Crime is a broad and complex term encompassing a wide range of unlawful activities that violate societal norms and laws.
It can include violent acts such as homicide, assault, and robbery, as well as non-violent offenses like fraud, theft, and drug-related crimes.
Understanding the causes, prevalence, and impact of criminal behavior is crucial for developing effective prevention and intervention strategies.
Researchers in this field utilize a variety of methodologies, including statistical analysis, criminological theory, and forensic investigation, to study the intricate factors that contribute to criminal conduct.
The accurate and reproducible study of crime is essential for informing policy decisions and improving public safety.
Effective crime research often involves the use of advanced statistical software and analytical tools.
Programs like SAS version 9.4, Stata version 13, and SPSS version 22.0 can be invaluable for conducting sophisticated data analysis and modeling techniques.

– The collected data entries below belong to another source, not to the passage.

PR #8, opened 2025-02-03
Add a Flink adapter and simple translator

ayirr7:
https://github.com/getsentry/streaming-planning/issues/12

A really initial attempt at having a runtime-agnostic translation step. Extend StreamAdapter to add new runtimes. 
 
Still need to:
- See how generic the translation step is, perhaps by adding a `BytewaxAdapter` (https://github.com/getsentry/streaming-planning/issues/16)
- Decide if we like this approach of mapping our primitives/APIs to primitives/APIs in existing runtimes
- Need to add more primitives (like `Map`) to flesh out FlinkAdapter and see how usable all of the current abstractions are
- Config is littered across various files right now, we should make clear which configs are used and where they're set


py/sentry_streams/example_config.py
```diff
@@ -1,16 +1,16 @@
-from sentry_streams.sinks import Pipeline, RawKafkaSink, RawKafkaSource
+from sentry_streams.pipeline import Pipeline, RawKafkaSink, RawKafkaSource
 
 # pipeline: special name
 pipeline = Pipeline()
 
-source = RawKafkaSource(name="myinput", ctx=pipeline, logical_topic="logical-events")
+source = RawKafkaSource(
+    name="myinput", ctx=pipeline, logical_topic="logical-events", step_type="source"
```
ayirr7, line 7: The idea behind adding `step_type` was to give us a way to map our primitives API (e.g. `RawKafkaSource`) to a canonical primitive name (e.g.`Source`). We'd do this for other primitives too if we like this way of mapping them. 

Open to other ways of mapping as well. I could also use the dataclass names to figure out which runtime primitives they correspond to.

py/tests/test_pipeline.py
```diff
@@ -0,0 +1,65 @@
...
+from sentry_streams.adapters.stream_adapter import StreamAdapter
+from sentry_streams.pipeline import Pipeline, RuntimeTranslator
+from sentry_streams.runner import iterate_edges
+
+
+# Essentially identical to runner for now
+# Checks basic input and output stream types
+# of a simple Flink program that uses
+# Pipeline abstractions
+def test_pipeline() -> None:
```
ayirr7, line 15: A first test, kind of an integration test. It feels to me that this is the most useful test for the current state of the repo. Most of the functionality in the repo so far is to support a simple e2e pipeline like the one this test has.

py/sentry_streams/adapters/flink_adapter.py
fpacifici, line 1: Let's make a package per platform. If we start having more than one I doubt the entirety of the platform adapter will fit in one module.

py/sentry_streams/example_config.py
fpacifici: Isn't a `RawKafkaSource` always a source as well as a `RawKafkaSink` is always a sink? 
If this is correct and we need to classify whether a step is a sourceor a sink, that should be a structural part of the class rather than an argument to the constructor. 

A few ways to do that are:
- provide a static property for each of the class that returns the type, or, much better, return what is needed by the client to chaneg its behavior depending whether this is a source or a sink/
- Extend a class that contains everything that makes a class a source/sink

py/sentry_streams/pipeline.py
```diff
@@ -0,0 +1,109 @@
...
+        translated_fn = getattr(self.adapter, next_step)
+
+        return translated_fn(step_config, stream)
+
+
+class PipelineGraph:
+    def __init__(self) -> None:
+        self.steps: dict[str, Step] = {}
+        self.incoming_edges: dict[str, list[str]] = defaultdict(list)
+        self.outgoing_edges: dict[str, list[str]] = defaultdict(list)
```
fpacifici, line 32: nit: `MutableMapping` rather than `dict`

py/sentry_streams/pipeline.py
```diff
@@ -0,0 +1,109 @@
...
+        self.sources: list[Source] = []
+
+    def register(self, step: Step) -> None:
+        assert step.name not in self.steps
+        self.steps[step.name] = step
+
+    def register_edge(self, _from: Step, _to: Step) -> None:
```
fpacifici, line 39: nit: why were `from` and `to` called `_from` and `_to` ?

py/sentry_streams/runner.py
```diff
@@ -32,56 +73,23 @@ def main() -> None:
...
+    for source in p_graph.sources:
         print(f"Apply source: {source.name}")
-        env_source = source.apply_source(env, environment_config)
+        env_source = source.apply_source()
         step_streams[source.name] = env_source
-        iterate_edges(step_streams)
+        iterate_edges(step_streams, p_graph)
 
     # submit for execution
     env.execute()
```
fpacifici, line 95: Shouldn't the transaltor return an `env` object as that is Flink specific ?

It owuld be alright if we kept the runtime translation for a separate PR

py/sentry_streams/pipeline.py
```diff
@@ -0,0 +1,109 @@
...
+@dataclass
+class RawKafkaSink(WithInput):
+    logical_topic: str
+    step_type: str
+
+    def apply_edge(self, stream: Any) -> Any:
+        step_config = {"topic": self.logical_topic}
+        sink_output = self.ctx.translator.translate_with_input(self, step_config, stream)
+
+        return sink_output
```
fpacifici, line 97: Could you please clarify the reason for this design:
1. the translator is a property of the pipeline
2. each step has an apply method that calls the translator passing itself.
3. The step does not navigate to the next step in the chain.

As each step class is fairly light regarding its logic. It basically only carry properties. Wouldn't it be simpler to make the adapter read the step object and build the translated data structure ? Then the translator could navigate the graph, and, for each step found it would identify the right adapter method, pass the step to the adapter method and wire up the results.

The pattern in this PR (add a generic apply method on the step and pass the translator as an object) reminds a lot the visitor pattern, but the key there is that the step itself would navigate to its children and invoke the visitor there. 
Here the graph is navigated by external code, so the advantage of the visitor does not seem to be there.

On the other hand the visitor pattern would work if we called `accept` passing the visitor to the source and the source navigated through the graph delegating the followign step to the outbound edges.

fpacifici (changes requested):
Some high level comment. 

I think, at this point, I would keep this a little simpler as we do not have a clear picture of the right abstraction and in order to  make it easier to iterate.

I think one of these options may be better:
- (preferred as it is easier to iterate) leave the iteration on the runner for now. and make the runner call the transaltor method accordingly passing the step to the translator. The translator wires up the result of the translate method to the stream.
- (more complex, i think ti should be a followign iteration) use a proper visitor to navigate the graph and build the Flink structure. This would mean hiding the Flink environment inside the visitor as well.

py/sentry_streams/runner.py
ayirr7: It seems that with Flink, all you need to do is register the source with the `env`. (We do that in the `FlinkAdapter`) 

Then, subsequently traversing the graph and translating each step just yields a new DataStream after each step. You don't need to pass around`env` as you traverse the graph. 

All you need is a call to `env.execute()` to actually submit the stream to be run.

py/sentry_streams/pipeline.py
ayirr7: Not sure but can change

ayirr7: I think it was written that way because `from` is reserved keyword

fpacifici: oh right

py/sentry_streams/runner.py
```diff
@@ -1,9 +1,54 @@
...
+    Pipeline,
+    RuntimeTranslator,
+    WithInput,
+)
+
+
+# Traverses over edges in a PipelineGraph, building the
+# stream incrementally by applying steps and transformations
+# It currently has the structure to deal with, but has no
+# real support for, fan-in and fan-out streams
```
fpacifici, line 18: please make it a docstring

py/sentry_streams/runner.py
```diff
@@ -1,9 +1,54 @@
...
+
+                # 1:1 between input and output stream
+                else:
+                    next_step: WithInput = cast(WithInput, p_graph.steps[output_step_name])
+                    print(f"Apply step: {next_step.name}")
+                    next_step_stream = translator.translate_step(next_step, input_stream)
+                    step_streams[next_step.name] = next_step_stream
+                    output_stream = next_step_stream
+
+    return output_stream
```
fpacifici, line 51: Why do you need to return this ?

py/sentry_streams/runner.py
```diff
@@ -32,56 +72,22 @@ def main() -> None:
...
     step_streams = {}
 
-    for source in p.sources:
+    for source in pipeline.sources:
         print(f"Apply source: {source.name}")
-        env_source = source.apply_source(env, environment_config)
+        env_source = translator.translate_step(source)
         step_streams[source.name] = env_source
-        iterate_edges(step_streams)
+        iterate_edges(step_streams, pipeline, translator)
```
fpacifici, line 90: Nit, what about passing the source to `iterate_edges` and let the function do the whole traversal rather than translate the source here?
If you pass the source and delegate to the `iterate_edges` method you do not have to initialize the mutable mapping `step_streams` here which makes it harder to understand the code.

Moreover the way in the current version you are translating steps in two places: one here and one inside `iterate_edges`. This adds cognitive overhead when trying to understand the algorithm.

py/sentry_streams/pipeline.py
```diff
@@ -0,0 +1,84 @@
...
+from sentry_streams.adapters.stream_adapter import StreamAdapter
+
+
+class RuntimeTranslator:
+    def __init__(self, runtime_adapter: StreamAdapter):
+        self.adapter = runtime_adapter
+
+    def translate_step(self, step: Step, stream: Optional[Any] = None) -> Any:
+        assert hasattr(step, "step_type")
+        next_step = step.step_type
```
fpacifici, line 16: `next_step` ?

py/sentry_streams/pipeline.py
```diff
@@ -0,0 +1,84 @@
...
+        translated_fn = getattr(self.adapter, next_step)
```
fpacifici, line 17: What about simplifying this for now and just do a bunch of instance of with exhaustive type checking so no new type can be missed?

```
from typing import assert_never

if isinstance(step, Sink):
        transalte sink
    elif isinstance(step, KafkaSource):
        translate source
    else:
        assert_never(widget.datapoint) # This fails if a new class is added that is not part of this if then else
```

py/tests/test_pipeline.py
```diff
@@ -0,0 +1,59 @@
...
+
+    libs_path = os.path.join("/".join(dir_path.split("/")[:-2]), "flink_libs")
+    assert libs_path is not None, "FLINK_LIBS environment variable is not set"
+
+    jar_file = os.path.join(os.path.abspath(libs_path), "flink-connector-kafka-3.4.0-1.20.jar")
+    kafka_jar_file = os.path.join(os.path.abspath(libs_path), "kafka-clients-3.4.0.jar")
+
+    env = StreamExecutionEnvironment.get_execution_environment()
+    env.set_parallelism(1)
+    env.add_jars(f"file://{jar_file}", f"file://{kafka_jar_file}")
```
fpacifici, line 35: You should not need all this part to test the translation.

py/tests/test_pipeline.py
```diff
@@ -0,0 +1,59 @@
...
+    step_streams = {}
+
+    for source in pipeline.sources:
+        print(f"Apply source: {source.name}")
+        env_source = translator.translate_step(source)
+        assert type(env_source) is DataStream
+        step_streams[source.name] = env_source
+        output_stream = iterate_edges(step_streams, pipeline, translator)
+
+    assert type(output_stream) is DataStreamSink
```
fpacifici, line 59: Consider doing assertions on the result of the `get_execution_plan()` method. It produces a representation of the Flink datastream in json. It looks like this 

```
{
  "nodes" : [ {
    "id" : 1,
    "type" : "Source: Custom Source",
    "pact" : "Data Source",
    "contents" : "Source: Custom Source",
    "parallelism" : 1
  }, {
    "id" : 2,
    "type" : "Sink: Print to Std. Out",
    "pact" : "Data Sink",
    "contents" : "Sink: Print to Std. Out",
    "parallelism" : 1,
    "predecessors" : [ {
      "id" : 1,
      "ship_strategy" : "FORWARD",
      "side" : "second"
    } ]
  } ]
}

```

fpacifici (approved):
Please address the comments before merging

py/sentry_streams/runner.py
ayirr7: There's kind of a small reason for returning it, I wanted to assert types of the input and output stream in test_pipeline. In order to do that and in order to be able to import `iterate_edges` I would need to return the output stream. I agree that it has no use outside of tests. 

I guess I can bake the assertion into the function `iterate_edges` itself, but it also seemed like a strange option considering the fact that the runner is then basically the test.

py/sentry_streams/flink/flink_adapter.py
```diff
@@ -0,0 +1,52 @@
...
+        kafka_consumer = FlinkKafkaConsumer(
+            topics=self.environment_config["topics"][topic],
+            deserialization_schema=SimpleStringSchema(),
+            properties={
+                "bootstrap.servers": self.environment_config["broker"],
+                "group.id": "python-flink-consumer",
+            },
+        )
+
+        return self.env.add_source(kafka_consumer)
```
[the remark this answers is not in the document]
ayirr7: As discussed offline, we need to return it because the StreamExecutionEnvironment doesn't have any reference to the DataStream being built.

py/sentry_streams/pipeline.py
```diff
@@ -0,0 +1,84 @@
...
+        step_config = {}
+
+        # build step-specific config
+        if hasattr(step, "logical_topic"):
+            step_config["topic"] = step.logical_topic
+
+        if stream:
+            return translated_fn(step_config, stream)
+        else:
+            return translated_fn(step_config)
```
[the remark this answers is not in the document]
ayirr7: That's way better, yeah

py/sentry_streams/runner.py
ayirr7: Also true. I think I did it this way to maintain the existing state of the code but there was no real reason for it to be structured this way.

py/sentry_streams/runner.py
ayirr7: fixed

py/tests/test_pipeline.py
ayirr7: you need the jar files to setup the StreamExecutionEnvironment

py/tests/test_pipeline.py
ayirr7: this is nice, yeah

py/sentry_streams/pipeline.py
ayirr7: In order to use `assert_never` I have to do some thing like or some combo of:

```
if isinstance(step, KafkaSource):
            return self.adapter.source(step)

        elif isinstance(step, Sink):
            return self.adapter.sink(step, stream)

        elif isinstance(step, WithInput):
            pass

        elif isinstance(step, KafkaSink):
            pass

        elif isinstance(step, Step):
            pass
        else:
            assert_never(step)
```

Perhaps I can just use a RuntimeError for now?

ayirr7: Also, a bigger point is that if we avoid using a static property on the dataclass to denote the step type and instead extend base classes (which generally makes more sense), then we end up with empty classes like this https://github.com/getsentry/streams/pull/8/files#diff-6e974549d7fef65165b6d06969fe9017e604a654169f1510052e5adce52fd135R59

There will likely be a few different Sinks, but Sinks are not much more than a `WithInput`.

fpacifici: The empty class is actually a "pattern" called marker interface even if not very common in python https://en.wikipedia.org/wiki/Marker_interface_pattern

Though we can say that is generally a symptom of a system that is not properly modularized. At this point I would not stress out too much about this as we are likely going to make fundamental changes to this data structure very soon and being able to unblock parallel work is more important.

fpacifici: Let's do this for this PR:
- create an enum with the types of steps we support (so the property is not a bare string that we can break)
- add the static property that contains a value of the enum above. 
- in the `translate_step` method enumerate the values of the enum and find the method to call that way. While a bit brittle at least we will be able to statically type check. Then we can make it smarter.
- you can use the `assert_never` to ensure the enum is checked exhaustively. 

Then let's add a few more primitives and then revisit the data structure.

Additionally, specialized forensic software like the Zephyr G3 SPE Workstation and MATLAB can aid in the analysis of crime scene evidence and the reconstruction of criminal events.
By leveraging these powerful tools and methodologies, researchers can gain deeper insights into the complexities of crime, ultimately leading to more informed and effective strategies for crime prevention and reduction.
The accurate and reliable study of crime is a crucial component of improving public safety and ensuring the well-being of communities.